December 2000 saw the Christmas sketch show special Victoria Wood with All The Trimmings, starring her traditional troupe of actors and actresses as well as a string of special guest stars. Here’s her parody of Brief Encounter that was one of the sketches on the show.
Wood wrote her first musical, Acorn Antiques: The Musical!, which opened in 2005 at the Theatre Royal, Haymarket, London, for a limited period, directed by Trevor Nunn. It starred most of the original cast, with Sally Ann Triplett playing Miss Berta (played in the series by Wood). Wood played Julie Walters’ character Mrs. Overall for matinee performances.
Wood wrote the 2006 one-off ITV serious drama Housewife, 49, an adaptation of the real diaries of Nella Last, and played the eponymous role of an introverted middle-aged character who discovers new confidence and friendships in Lancashire during World War II. Housewife, 49 was critically praised, and Wood won BAFTAs for both her acting and writing for this drama — a rare double.

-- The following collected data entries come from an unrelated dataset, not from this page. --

Issue #875, opened 2022-07-13
Cleanup `chainIdToFeeAssetId`


gomesalexandre:
### Overview

Currently, `chainIdToFeeAssetId` is used in web to get the fee/native AssetId for a given `ChainId`.

However, chain-adapters contain a `getFeeAssetId` method that will return that same `AssetId`.

It should be used instead, and the `chainIdToFeeAssetId` function removed.

### References and additional details

https://github.com/shapeshift/lib/search?q=getFeeAssetId

### Acceptance Criteria

- chainIdToFeeAssetId is removed
- Web consumptions are replaced with some usage of chain-adapters e.g `getChainAdapters().get(chainId)?.getFeeAssetId()`

0xdef1cafe:
closed by https://github.com/shapeshift/web/pull/2159 ?

gomesalexandre:
> closed by [shapeshift/web#2159](https://github.com/shapeshift/web/pull/2159) ?

Almost, this one-liner will do https://github.com/shapeshift/lib/pull/907

PR #908, opened 2022-07-25
feat(caip): remove getFeeAssetIdFromAssetId / chainIdToAssetId

gomesalexandre:
### Description 

This removes the `getFeeAssetIdFromAssetId` function and its underlying `chainIdToAssetId` mapping:

https://github.com/shapeshift/lib/blob/7b4e7565f15707d494c2c7ddfd499113f53fc04b/packages/caip/src/utils.ts#L29-L36

There is no reason to keep this mapping as it's just used by swapper and we can simply call `adapter.get(chainId)?.getFeeAssetId()` to get said native AssetId, then pass it to the swapper methods.

This way, we won't have to maintain a mapping of ChainId to native AssetId.

### Issue

- closes https://github.com/shapeshift/lib/issues/875


gomesalexandre:
> Can the thorchain part of this PR wait until buildTrade is done?
> 
> I have some overlapping changes in thor getQuote for that PR as well

Sure, I'll leave it in draft for now - I've used swapper as a scope just to make it clear in release notes this is breaking changes for swapper, but the core of this PR is really the removal of the method/mapping in caip so I'd like the diff to contain it all at once.

elmutt (dismissed):

elmutt (approved):

packages/caip/src/utils.test.ts
```diff
@@ -1,4 +1,4 @@
-import { ChainNamespace, ChainReference } from 'packages/caip/src/chainId/chainId'
+import { ChainNamespace, ChainReference } from '@shapeshiftoss/caip'
```
kaladinlight, line 1: relative import within same package?

packages/swapper/src/swappers/thorchain/getThorTradeQuote/getTradeQuote.ts
```diff
@@ -53,7 +53,7 @@ export const getThorTradeQuote: GetThorTradeQuote = async ({ deps, input }) => {
 
     const sellAssetId = sellAsset.assetId
     const buyAssetId = buyAsset.assetId
-    const feeAssetId = getFeeAssetIdFromAssetId(buyAssetId)
+    const feeAssetId = adapter.getFeeAssetId()
```
kaladinlight, line 56: is this `feeAssetId` logic even necessary or valid? we aren't using it here and are ultimately doing this logic/check in `estimateTradeFee`.

also as future cleanup/issue, the usage of `chainId` in conjunction with `buyAsset` and `sellAsset` is super confusing (which chain id is it talking about), and not needed since we can get the applicable `chainId` of the desired asset.

packages/caip/src/utils.test.ts
gomesalexandre: Might as well, ty ser 0003b90fe9669ee7dab9251167f968bac07759bf

packages/swapper/src/swappers/thorchain/getThorTradeQuote/getTradeQuote.ts
gomesalexandre: Yeah, I'm agnostic-ish to this but would tend to agree with it being unnecessary. I can see the rationale behind the early check and not going further down the call stack for no reason, but it's not like there's anything heavy happening before the `estimateTradeFee` check anyway:

https://github.com/shapeshift/lib/blob/25cc8b3bfd03225efaf2ded70a4887a8f301979f/packages/swapper/src/swappers/thorchain/utils/estimateTradeFee/estimateTradeFee.ts#L54-L55

Let's keep the check in `estimateTradeFee` to keep things simpler and remove duplication

gomesalexandre: Cleaned up in 1cfe58a9fab2852d5e834577d79afdf0a72580cd

kaladinlight: Also with the early `adapter` check and considering `getFeeAssetId` is required on the chain adapter it isn't really necessary regardless. Ultimately I feel like a lot of this interface can be cleaned up to make things more clear as to what's happening, but discussions for another day. Thanks @gomesalexandre :partying_face:

kaladinlight (dismissed):

0xdef1cafe (approved):

kaladinlight (dismissed):

kaladinlight (approved):

0xdef1cafe (approved):

PR #909, opened 2022-07-26
feat: cowswap tx parser

### LINKED ISSUE #901: cowswap tx parser
### Overview

we currently display cowswap trades as follows

image

we want to display them like this example of a 0x trade

image

implement something like this

https://github.com/shapeshift/lib/blob/main/packages/unchained-client/src/evm/ethereum/parser/zrx.ts#L5-L6

reference tx

https://etherscan.io/tx/0x6796daaa190af29881b019b8d1119543086edf96c194edaf7d49dea8d100faa9

cowswap contract

https://etherscan.io/address/0x9008d19f58aabd9ed0d60971565aa8510560ab41

### Acceptance Criteria

we can parse cowswap trades

### Need By Date

_No response_

### Screenshots/Mockups

_No response_

### Estimated effort

_No response_

0xdef1cafe:
closes #901 

- feat: cowswap tx parser
- chore: update user facing enum values

thanks to @kaladinlight and @gomesalexandre for context - we had a bunch of duplicate types between chain adapters and unchained client. this consolidates `TradeType`, `TransferType`, `Dex`, and `TxStatus` to `unchained-client` which `chain-adapters` imports. the values of these were also updated to user facing values which web can consume and render things more nicely to users.


packages/unchained-client/src/types.ts
```diff
@@ -1,6 +1,8 @@
+// these are user facing values, and should be rendered as such
```
0xdef1cafe, line 1: @kaladinlight plz confirm this comment is valid, and that we don't rely on these internally for anything, and they're purely presentational.

they're referenced in web here https://github.com/shapeshift/web/pull/2232/files#diff-2575b4bbecd755e30395862fd46ebb14c318ded832e13b7b14edd17cb4251c54L57

tests pass but 🤷

packages/unchained-client/src/types.ts
```diff
@@ -28,9 +30,10 @@ export interface Trade {
   type: TradeType
 }
 
+// these are user facing values, and should be rendered as such
```
0xdef1cafe, line 33: same as above

packages/unchained-client/src/evm/ethereum/parser/constants.ts
```diff
@@ -7,3 +7,4 @@ export const FOXY_STAKING_CONTRACT = '0xee77aa3Fd23BbeBaf94386dD44b548e9a785ea4b
 export const WETH_CONTRACT_MAINNET = '0xC02aaA39b223FE8D0A0e5C4F27eAD9083C756Cc2'
 export const WETH_CONTRACT_ROPSTEN = '0xc778417E063141139Fce010982780140Aa0cD5Ab'
 export const UNI_V2_FOX_STAKING_REWARDS_V3 = '0x212ebf9FD3c10F371557b08E993eAaB385c3932b'
+export const COWSWAP_CONTRACT_MAINNET = '0x9008D19f58AAbD9eD0D60971565AA8510560ab41'
```
0xdef1cafe, line 10: reference tx for the astute reviewer

https://etherscan.io/tx/0x6796daaa190af29881b019b8d1119543086edf96c194edaf7d49dea8d100faa9

packages/unchained-client/src/evm/ethereum/parser/cowswap.ts
```diff
@@ -0,0 +1,26 @@
...
+import { COWSWAP_CONTRACT_MAINNET } from './constants'
+
+export class Parser implements SubParser<Tx> {
+  async parse(tx: Tx): Promise<TxSpecific | undefined> {
+    if (!txInteractsWithContract(tx, COWSWAP_CONTRACT_MAINNET)) return
+    if (!(tx.tokenTransfers && tx.tokenTransfers.length)) return
+
+    const trade = {
+      dexName: Dex.CowSwap,
+      type: TradeType.Trade
```
gomesalexandre, line 13: This is wrongly taken from the ZRX and Thor parser implementations.

We should either consolidate the `TradeType` enum, or use the `chain-adapters` one. Trade type Txs all fall back to the default case in web.

packages/unchained-client/src/types.ts
gomesalexandre: Yeah, these are not only user-facing values. We use them in web to render the relevant transaction type's component and they have a different casing than the similarly-named `chain-adapters` enum, which results in ZRX, Thor, and, with this diff, CowSwap Txs falling back to the generic (unknown) Tx component.

gomesalexandre (dismissed):
Tested with `unchained-client` linked locally and CowSwap Txs are parsed in a way that web wrongly switches on, resulting in unknown Tx rows, see the web PR review: 

https://github.com/shapeshift/web/pull/2232#pullrequestreview-1050785876
image

packages/unchained-client/src/types.ts
kaladinlight: That is correct, they are added as ways to narrow the trade type to a specific dex if we had different UI or it looks like we are using those strings verbatim for UI display. Nothing internally

packages/unchained-client/src/types.ts
kaladinlight: So `TransferType`, `TradeType` and `Status` were all types that lived in unchained initially and we created chain adapters types at the time so we weren't passing back end unchained types through to web. This has changed a bit now that we have the parser in lib and we can probably clean up these types so we just have one reference of them to use for both chain adapters and unchained client

kaladinlight: But yes, they are all values for the client to render as necessary ultimately

packages/unchained-client/src/types.ts
```diff
@@ -28,9 +30,10 @@ export interface Trade {
...
 export enum TradeType {
-  Trade = 'trade',
-  Refund = 'refund'
+  Trade = 'Trade',
+  Refund = 'Refund'
```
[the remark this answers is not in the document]
kaladinlight: will fix for now unless you want to fix up types along with this pr

kaladinlight (approved):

In 2007, Wood appeared in her own travel documentary show on BBCÂ One called Victoria’s Empire, in which she travelled around the world in search of the history, cultural impact and customs which the British Empire placed on the parts of the world it ruled. The three programmes covered India, Hong Kong, Borneo, Ghana, Jamaica, Canada, New Zealand, Australia and Zambia, finishing at the Victoria Falls.
Wood returned to television comedy for a one-off Christmas comedy sketch-show special, her first in 9 years, titled Victoria Wood’s Mid Life Christmas, transmitted on BBC One on Christmas Eve 2009. The special, which reunited Wood with long-time collaborator Julie Walters, included a spoof of BBC period dramas Lark Rise to Candleford, Little Dorrit and Cranford entitled Lark Pies to Cranchesterford, a spoof documentary following Acorn Antiques star Bo Beaumont (Walters) titled Beyond The Marigolds and a reprise of Wood’s most famous song “The Ballad of Barry and Freda” (“Let’s Do It”).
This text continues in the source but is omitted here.